> **What you will do**
In the records below, find the line containing "[WIP] is due". Restate it and all the lines after it exactly, and omit the rest.

> **Stored data**
PR #244, opened 2019-04-26
[WIP] pyDKB storages

mgolosova:
This PR introduces to `pyDKB` library new submodule `storages`.

The module is intended to accumulate all the functionality related to the interaction with the storages we use, including both external and internal ones. It basically provides unified way to interact with any of them: object of `Storage` class, that understands basic set of methods, like:
* apply configuration (create client object(s));
* send `get()` request (get item by ID);
* send custom (parametric) query.

It is needed as we have at least 3 pieces of (Python) code that requires interaction with ES@DKB:
* [API server](https://github.com/PanDAWMS/dkb/blob/api/Utils/API/server/lib/dkb/api/storages/es.py);
* consistency check (#240);
* "safe" dataset metadata update ([91-ds-safe](https://github.com/PanDAWMS/dkb/tree/91-ds-safe)).

Also, almost same way as in the last case, we need to update Stage 95 (AMI-related stage).
To avoid copy-and-paste code cloning, this common module is developed.

---

ToDo / to think about:

* It is supposed to be used in API server as well (only that it would be better to have possibility to import this submodule without the rest of the library).
* Maybe it would be better to place it inside the `pyDKB.common` module.
* Stage 009 dbConnection also calls for the integration to this submodule.


mgolosova:
Force-push was just to fix codestyle in the original commits, instead of a separate 'Codestyle fix' commit.

PR #247, opened 2019-04-28
[obsolete] DF/data4es: 'update' mode for safe dataset metadata update.

mgolosova:
Closed for #253 + #262 + #263 in sum do the trick: we can run `data4es` with `-i 91_in,91_out,95` and be sure that data that already present in ES won't be spoiled.

#320 is the next step in this direction that will allow getting data from Rucio but in case of error fall back to the "update" scenario.

However it does not provide functionality like "query Rucio only if we don't have these data in ES". It'd be nice, but in fact it should be done by introducing another stage that would extract all available information from ES in the beginning of the `data4es` process, instead of asking every stage to query ES for its own data.

Original description
---

Applies functionality added in #245 and #246 to the `data4es` process, allowing to start this process in a normal (basic integration) and 'safe' (archive update) mode, which can be turned on with `--update` option.

[WIP] is due to the pyDKB-related changes: they clearly do not belong here. By the way, even after this change I have seen that `ConnectionTimeout` exception; but as we are talking about 'archived metadata update', it seems to me quite OK to be interrupted in case of overloaded ES and restart after an hour or so.

---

> **Result below**
[WIP] is due to the pyDKB-related changes: they clearly do not belong here. By the way, even after this change I have seen that `ConnectionTimeout` exception; but as we are talking about 'archived metadata update', it seems to me quite OK to be interrupted in case of overloaded ES and restart after an hour or so.

---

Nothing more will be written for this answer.